Data Centers Are Crashed By Facebook Engineers In Real-World Stress Test
Jay Parikh, Facebook vice president of engineering, says, “It’s easier to take a data center down than to put it back together.” Thanks to regular takedowns of Facebook’s data center intended to stress test the company’s disaster recovery efforts, the company’s software engineers are improving at the joining it back portion.
Dubbed as “Project Storm,” Parikh explained the effort to the audience of invited engineers at the third annual @Scale conference held in San Jose this week. @Scale brings together engineers who build or preserve systems designed for huge numbers of users, including companies like Google, Netflix, Airbnb, Spotify, Dropbox, and others.
The wake-up call for Facebook as to how natural disaster could cause a shut-down disaster was the mammoth 2012 hurricane, Super Storm Sandy that pushed its way up the East Coast from the Caribbean and made landfall near New York City, causing havoc on the East Coast internet infrastructure. The superstorm endangered two of Facebook’s data centers, each carrying tens of terabits of traffic. While many companies were disturbed for days and weeks, Parikh said Facebook’s both centers got through Sandy unscathed, but barely. He said the experience made the company realize it might not be as fortunate the next time.

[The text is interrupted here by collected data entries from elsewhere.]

PR #4342, opened 2026-04-01
[BpkHorizontalNav] Migrate to TypeScript

xiaogliu:
## Summary
- Migrate `bpk-component-horizontal-nav` from JavaScript (Flow) to TypeScript
- Convert class components (`BpkHorizontalNav`, `BpkHorizontalNavItem`) to functional components with hooks
- Replace Flow types and PropTypes with TypeScript types
- No public API changes — all exports remain identical

## Test plan
- [x] All 19 existing tests pass (3 suites)
- [x] ESLint: 0 errors, 0 warnings
- [x] TypeScript: 0 type errors from this package
- [x] Snapshots regenerated and verified


xiaogliu:
Addressed remaining Copilot comments:

**Fixed (commit c6c39335):**
- `scrollAdjustment` was computed as a delta between bounding-rect positions but passed as the absolute `left` argument to `Element.scroll({ left })` / `scrollLeft`. When the container was already scrolled, the selected item would land in the wrong position. Now uses `scrollRef.current.scrollLeft + scrollAdjustment` as the absolute target.

**Already addressed in earlier commit 7c97d4e3:**
- `ariaLabel` / className props typed as `string | null` (with `?? undefined` adapter for `BpkMobileScrollContainer`).
- `BpkHorizontalNavItem` uses `forwardRef` to preserve ref support.
- `useEffect` skips first render via `isMounted` ref to match the original `componentDidUpdate` behavior.
- Inexact rest comments added to both components.

packages/bpk-component-horizontal-nav/src/BpkHorizontalNav.tsx
```diff
@@ -0,0 +1,192 @@
...
+  useEffect(() => {
+    requestAnimationFrame(() => {
+      scrollSelectedIntoView(false);
+    });
+    // eslint-disable-next-line react-hooks/exhaustive-deps
+  }, []);
+
+  useEffect(() => {
+    scrollSelectedIntoView(true);
+  });
```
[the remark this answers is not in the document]
xiaogliu: Already addressed in commit 7c97d4e3 — the second `useEffect` uses an `isMounted` ref to skip the initial render, matching the original `componentDidUpdate` behaviour:

```tsx
useEffect(() => {
  if (isMounted.current) {
    scrollSelectedIntoView(true);
  } else {
    isMounted.current = true;
  }
});
```

The first `useEffect` (with `[]` deps) runs `scrollSelectedIntoView(false)` for the mount path (no smooth scroll), and the second one only triggers smooth scroll on subsequent updates. Not adding a dependency array is intentional: the original `componentDidUpdate` ran unconditionally on every update.

packages/bpk-component-horizontal-nav/src/BpkHorizontalNav.tsx
```diff
@@ -0,0 +1,197 @@
...
+        scrollRef.current.scroll &&
+        typeof scrollRef.current.scroll === 'function' &&
+        useSmoothScroll
+      ) {
+        scrollRef.current.scroll({
+          left: targetScrollLeft,
+          behavior: 'smooth',
+        });
+      } else {
+        scrollRef.current.scrollLeft = targetScrollLeft;
```
xiaogliu: Here, the old logic of `left: scrollAdjustment` / `scrollLeft = scrollAdjustment` has been changed to accumulate the offset based on the current `scrollLeft`. Even though this may correct the scrolling calculation, it will alter the behavior of `autoScrollToSelected` when there is an existing horizontal scroll position. The goal of this PR is only to migrate to TypeScript, and logical fixes should not be included. It is recommended to revert to the original `scrollAdjustment` logic; if you need to fix the scrolling bug, please create a separate PR.

xiaogliu: Reverted in commit e24efea4b — the `scrollAdjustment` logic now matches the original JS implementation byte-for-byte. The bug will be addressed in a separate PR.

packages/bpk-component-horizontal-nav/src/BpkHorizontalNav.js
```diff
@@ -1,223 +0,0 @@
...
-  /**
-   * Ensures that the selected item is within view when loaded on narrow-screened devices.
-   */
-  autoScrollToSelected: PropTypes.bool,
-  className: PropTypes.string,
-  leadingScrollIndicatorClassName: PropTypes.string,
-  /**
-   * When set to "false", the bottom border on the component isn't included. This refers
-   * to the underline on the whole "BpkHorizontalNav", not the line that appears under the selected item.
-   */
```
IrinaWei, line 206: The comment has been deleted in migration, would it be better to add them back?

packages/bpk-component-horizontal-nav/src/BpkHorizontalNavItem.tsx
```diff
@@ -93,36 +87,13 @@ class BpkHorizontalNavItem extends Component<Props> {
...
-  }
-}
-
-BpkHorizontalNavItem.propTypes = {
-  children: PropTypes.node.isRequired,
-  className: PropTypes.string,
-  /**
-   * **Note:**
-   * "disabled" and "selected" are mutually exclusive for true values, i.e. only one of them can be true for a given nav item.
-   */
```
IrinaWei, line 106: Could we add these JSDoc comments back here?

packages/bpk-component-horizontal-nav/src/BpkHorizontalNav.tsx
```diff
@@ -0,0 +1,196 @@
...
+  if (autoScrollToSelected || type === HORIZONTAL_NAV_TYPES.light) {
+    children = Children.map(rawChildren, (child) => {
+      const childProps: { type?: string } = {};
+      let childRef: ((ref: HTMLDivElement | null) => void) | undefined;
+      if (autoScrollToSelected) {
+        if (
+          child &&
+          typeof child === 'object' &&
+          'props' in child &&
+          child.props &&
```
IrinaWei: Since now child is already object and has `props` we might delete `child.props &&`

IrinaWei: Or we might extract a comment variable
```
const isElement = typeof child === 'object' && child !== null && 'props' in child;
```
Since L169 did the same

IrinaWei (approved):
LGTM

“We had built up enough redundancy over the years that we weathered the storm, unintended,” he said. “We really came pretty close for us. While we got through this and we didn’t see any major disruptions in our service, we asked ourselves: what would happen if we lost a data center region or a data center due to something like this storm?”
The scale at which Facebook operates apparently compounds its resiliency challenges.
“We all care about scale,” he told the @Scale audience, “we’re obsessed with running things at high volume – lots of customers, lots of people dependent on our applications and services. And we’re solving unprecedented problems, these are problems that are not being solved anywhere in the industry, generally speaking. So…every day is chock full of lot of scalability problems.”
“Instead of just kind of wondering and assuming we’d probably be OK,” Parikh said, the company in 2014 created a SWAT team called Project Storm comprising the leaders of the various Facebook technology groups who, in turn, marshalled the complete engineering workforce to figure out the answers.
The group developed tools and checklists of tasks both manual and automated; and they set time standards for completing each task. We wanted, Parikh said, “to run like a pit stop at a race; to get everything fixed on the car in the shortest period of time, realizing, however, that this is like taking apart an aircraft carrier and putting it back together in a few hours, not just taking apart a toy that I got for Christmas.”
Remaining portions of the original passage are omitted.